──────── Excerpted records ────────

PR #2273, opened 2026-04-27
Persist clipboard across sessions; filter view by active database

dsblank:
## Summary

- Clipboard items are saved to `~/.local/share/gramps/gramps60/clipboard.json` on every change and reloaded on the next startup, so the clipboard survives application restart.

────────
──────── Excerpted records ────────

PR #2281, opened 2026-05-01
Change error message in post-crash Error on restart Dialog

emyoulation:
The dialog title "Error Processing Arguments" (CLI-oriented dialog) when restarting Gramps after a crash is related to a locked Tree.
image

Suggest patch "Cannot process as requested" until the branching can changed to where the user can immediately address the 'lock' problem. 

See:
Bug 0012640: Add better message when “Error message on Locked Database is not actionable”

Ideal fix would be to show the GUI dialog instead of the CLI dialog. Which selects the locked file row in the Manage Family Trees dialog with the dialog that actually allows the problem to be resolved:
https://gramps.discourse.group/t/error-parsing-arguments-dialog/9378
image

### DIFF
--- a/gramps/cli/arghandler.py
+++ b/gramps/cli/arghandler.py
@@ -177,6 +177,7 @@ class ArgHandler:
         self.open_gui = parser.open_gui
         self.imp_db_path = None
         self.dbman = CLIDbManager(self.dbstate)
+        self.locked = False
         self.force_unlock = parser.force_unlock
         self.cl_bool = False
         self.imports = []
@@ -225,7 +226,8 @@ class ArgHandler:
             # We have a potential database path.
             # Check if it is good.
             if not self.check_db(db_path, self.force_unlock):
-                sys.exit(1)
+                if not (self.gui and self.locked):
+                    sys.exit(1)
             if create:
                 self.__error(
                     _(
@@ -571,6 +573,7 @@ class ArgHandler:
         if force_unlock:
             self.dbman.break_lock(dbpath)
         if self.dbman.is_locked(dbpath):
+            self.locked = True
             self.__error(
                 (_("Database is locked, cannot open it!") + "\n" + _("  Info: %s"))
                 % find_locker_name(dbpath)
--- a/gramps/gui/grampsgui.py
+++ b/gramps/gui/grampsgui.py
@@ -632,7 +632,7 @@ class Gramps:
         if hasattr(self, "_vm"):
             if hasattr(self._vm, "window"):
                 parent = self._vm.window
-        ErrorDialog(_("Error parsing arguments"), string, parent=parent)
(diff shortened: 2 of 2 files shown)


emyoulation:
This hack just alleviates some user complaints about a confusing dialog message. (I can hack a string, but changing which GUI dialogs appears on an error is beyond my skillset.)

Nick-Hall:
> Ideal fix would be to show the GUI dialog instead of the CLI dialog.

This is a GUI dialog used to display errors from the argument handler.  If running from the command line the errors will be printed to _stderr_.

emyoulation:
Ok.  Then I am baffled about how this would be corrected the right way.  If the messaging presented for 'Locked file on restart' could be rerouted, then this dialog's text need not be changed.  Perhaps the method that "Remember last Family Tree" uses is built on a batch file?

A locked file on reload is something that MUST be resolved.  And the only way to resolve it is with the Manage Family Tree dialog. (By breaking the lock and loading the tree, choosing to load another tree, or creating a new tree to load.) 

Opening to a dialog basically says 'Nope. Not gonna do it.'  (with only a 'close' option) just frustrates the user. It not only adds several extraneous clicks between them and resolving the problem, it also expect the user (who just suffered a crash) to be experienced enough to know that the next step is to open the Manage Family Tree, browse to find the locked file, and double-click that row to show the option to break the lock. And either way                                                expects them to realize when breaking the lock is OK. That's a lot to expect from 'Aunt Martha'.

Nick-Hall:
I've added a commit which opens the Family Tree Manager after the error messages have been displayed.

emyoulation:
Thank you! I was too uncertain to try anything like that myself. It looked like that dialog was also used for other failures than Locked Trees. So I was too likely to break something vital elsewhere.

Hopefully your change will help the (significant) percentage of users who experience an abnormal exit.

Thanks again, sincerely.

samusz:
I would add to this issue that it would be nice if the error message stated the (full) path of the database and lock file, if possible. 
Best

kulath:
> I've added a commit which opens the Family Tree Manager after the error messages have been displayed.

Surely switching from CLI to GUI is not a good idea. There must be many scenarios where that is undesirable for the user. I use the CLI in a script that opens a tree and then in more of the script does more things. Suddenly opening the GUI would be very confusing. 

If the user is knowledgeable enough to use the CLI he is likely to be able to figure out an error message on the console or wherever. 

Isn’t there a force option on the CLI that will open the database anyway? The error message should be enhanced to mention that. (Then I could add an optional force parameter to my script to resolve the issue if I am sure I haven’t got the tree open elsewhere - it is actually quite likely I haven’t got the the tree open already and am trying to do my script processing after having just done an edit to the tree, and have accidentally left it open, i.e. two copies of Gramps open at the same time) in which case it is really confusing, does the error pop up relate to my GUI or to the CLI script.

────────
──────── Excerpted records ────────

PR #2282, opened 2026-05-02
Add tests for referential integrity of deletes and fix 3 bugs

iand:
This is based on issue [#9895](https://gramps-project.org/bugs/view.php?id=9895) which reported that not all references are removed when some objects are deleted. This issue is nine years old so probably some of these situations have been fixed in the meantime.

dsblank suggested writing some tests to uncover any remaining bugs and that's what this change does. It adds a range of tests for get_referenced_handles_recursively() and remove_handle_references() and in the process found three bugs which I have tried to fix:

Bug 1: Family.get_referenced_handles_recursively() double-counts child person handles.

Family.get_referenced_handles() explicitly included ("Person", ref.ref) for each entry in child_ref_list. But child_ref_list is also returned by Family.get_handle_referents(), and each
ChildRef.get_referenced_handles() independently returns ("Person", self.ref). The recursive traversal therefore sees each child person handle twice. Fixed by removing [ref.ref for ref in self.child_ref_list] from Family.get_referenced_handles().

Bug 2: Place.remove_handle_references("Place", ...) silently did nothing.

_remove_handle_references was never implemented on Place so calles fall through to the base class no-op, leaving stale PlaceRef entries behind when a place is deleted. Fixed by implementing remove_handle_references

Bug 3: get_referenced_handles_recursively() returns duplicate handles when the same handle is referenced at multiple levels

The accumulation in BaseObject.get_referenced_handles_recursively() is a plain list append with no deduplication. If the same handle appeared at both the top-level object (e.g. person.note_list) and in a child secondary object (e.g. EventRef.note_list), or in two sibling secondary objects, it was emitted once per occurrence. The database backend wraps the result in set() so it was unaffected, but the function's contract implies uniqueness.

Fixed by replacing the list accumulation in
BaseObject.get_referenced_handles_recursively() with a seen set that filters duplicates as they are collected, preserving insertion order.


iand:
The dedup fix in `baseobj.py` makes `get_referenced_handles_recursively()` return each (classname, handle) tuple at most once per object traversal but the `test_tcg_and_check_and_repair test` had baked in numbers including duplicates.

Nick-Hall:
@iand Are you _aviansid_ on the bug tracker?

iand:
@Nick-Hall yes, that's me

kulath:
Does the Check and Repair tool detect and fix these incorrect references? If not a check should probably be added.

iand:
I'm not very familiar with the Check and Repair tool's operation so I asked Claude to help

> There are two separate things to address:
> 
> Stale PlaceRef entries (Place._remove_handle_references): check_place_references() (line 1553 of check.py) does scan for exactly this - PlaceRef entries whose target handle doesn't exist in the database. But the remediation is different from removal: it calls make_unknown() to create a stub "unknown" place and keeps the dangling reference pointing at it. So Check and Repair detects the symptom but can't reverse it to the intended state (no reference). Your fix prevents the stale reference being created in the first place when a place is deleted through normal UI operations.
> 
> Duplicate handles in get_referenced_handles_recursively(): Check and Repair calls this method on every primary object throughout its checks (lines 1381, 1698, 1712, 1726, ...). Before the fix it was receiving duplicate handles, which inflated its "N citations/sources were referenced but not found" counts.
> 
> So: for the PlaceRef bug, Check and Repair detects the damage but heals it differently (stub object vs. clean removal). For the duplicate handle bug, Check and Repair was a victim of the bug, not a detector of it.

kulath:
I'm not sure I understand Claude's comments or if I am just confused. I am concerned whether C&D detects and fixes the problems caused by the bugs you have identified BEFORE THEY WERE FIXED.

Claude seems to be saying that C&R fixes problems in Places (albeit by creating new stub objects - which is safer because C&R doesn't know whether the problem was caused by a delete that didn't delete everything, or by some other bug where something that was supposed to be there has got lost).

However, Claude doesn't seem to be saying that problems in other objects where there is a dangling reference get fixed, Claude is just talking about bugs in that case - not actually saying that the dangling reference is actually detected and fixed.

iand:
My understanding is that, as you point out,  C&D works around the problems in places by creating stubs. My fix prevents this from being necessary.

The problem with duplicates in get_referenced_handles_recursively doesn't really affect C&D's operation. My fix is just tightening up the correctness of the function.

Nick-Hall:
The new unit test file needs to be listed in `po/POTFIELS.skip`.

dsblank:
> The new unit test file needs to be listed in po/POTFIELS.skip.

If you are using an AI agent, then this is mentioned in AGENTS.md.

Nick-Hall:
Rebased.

────────

§ Your instructions: Of the lines above, output exactly those from the line bearing "the 'lock' problem." through the line bearing "self.open_gui = parser.open_gui", inclusive.

§ Task output:
Suggest patch "Cannot process as requested" until the branching can changed to where the user can immediately address the 'lock' problem. 

See:
Bug 0012640: Add better message when “Error message on Locked Database is not actionable”

Ideal fix would be to show the GUI dialog instead of the CLI dialog. Which selects the locked file row in the Manage Family Trees dialog with the dialog that actually allows the problem to be resolved:
https://gramps.discourse.group/t/error-parsing-arguments-dialog/9378
image

### DIFF
--- a/gramps/cli/arghandler.py
+++ b/gramps/cli/arghandler.py
@@ -177,6 +177,7 @@ class ArgHandler:
         self.open_gui = parser.open_gui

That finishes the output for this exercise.